Sir

Steve Lawrence and C. Lee Giles stated in their Commentary that most of the popular search engines index only about 7–16 per cent of the World-Wide Web1. This is alarming, as many scientific web pages containing important data may never be discovered. As the web grows it is going to become increasingly difficult for general search engines to give comprehensive coverage. The answer to the problem could be the development of subject-specific search engines able to cover most of the contents within that subject.

Most currently available subject-specific lists and indexes are maintained by humans. Many of them are merely collections of web addresses and lack context-based relevance ranking and retrieval of results in multivariate combinations. What is needed are search engines that could traverse through pages at the last level in a subject-specific website. They would be able to do this as the numbers of such sites would be within manageable limits. Crawlers or robots traversing through such a subject-specific web subset could build up a comprehensive and complete bank of keywords. In turn, such keyword-mounted crawlers would efficiently and more frequently screen the last-level page of the site.

Subject-specific search engines would be able to maintain the freshness of the hits, as the crawlers would check a manageable number of specific web pages more frequently than they would by moving through the entire web.

Mike Gardner2 has rightly suggested that we need science-oriented search engines with sets of scientific metadata, as metadata are the key to better searching. Together with that proposal, an approach similar to peer-reviewing of scientific publications could be applied for categorizing and evaluating web pages based on their content, quality and subject-specificity. It would be feasible to use algorithms and rule-based expert systems to check content-richness, subject-specificity and freshness-based context-relevance ranking for retrieved results.

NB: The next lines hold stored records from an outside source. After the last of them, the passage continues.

PR #2, opened 2022-04-02
Endpoints

Flavio0834:
### Description
Started creating endpoints for users and associations.
Endpoints linked to empty async functions.


.github/workflows/lintandtest.yml
```diff
@@ -30,10 +30,5 @@ jobs:
       - name: Format with black
         uses: psf/black@stable
 
-      - name: Sort imports with isort
-        uses: jamescurtin/isort-action@master
-        with:
-          requirementsFiles: "requirements.txt"
-
```
AtomHare, line 37: We should keep this

app/endpoints/amap.py
```diff
@@ -0,0 +1,117 @@
+from fastapi import APIRouter
+
+router = APIRouter()
+
+
+@router.get("/products")
```
AtomHare, line 6: we need to have `amap` on all those requests as the endpoint
```suggestion
@router.get("/amap/products")
```

app/endpoints/bdecalendar.py
```diff
@@ -0,0 +1,39 @@
+from fastapi import APIRouter
+
+router = APIRouter()
+
+
+@router.get("/events")
```
AtomHare, line 6:
```suggestion
@router.get("/calendar/events")
```
like amap

AtomHare (changes requested):
Pretty good, 
You just need to edit the routes and I'm not sure about the naming of `bdebooking.py` and `bdecalendar.py`

.github/workflows/lintandtest.yml
Flavio0834: done

app/endpoints/amap.py
Flavio0834: Adding prefix in include_router in api.py is better but same effect. Done

app/endpoints/bdecalendar.py
Flavio0834: same answer

Victor-Angot (approved):

Jhobahtes (approved):
LGTM 👍

AtomHare (approved):
LGTM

Millions of dollars need to be invested in developing search engines. This investment could be cost-effective if it resulted in an almost zero noise-to-signal ratio and precise but comprehensive subject-relevant hits. The development work should be done in the academic sector, but the completed search engines would have commercial potential, and would generate more revenue than general search engines because of their subject-specificity.

Development of subject-specific search engines would satisfy the growing demand for the latest, precise, value-added, noise-free hits with a high level of subject relevance. Many such search engines together would be able to index most of the World-Wide Web.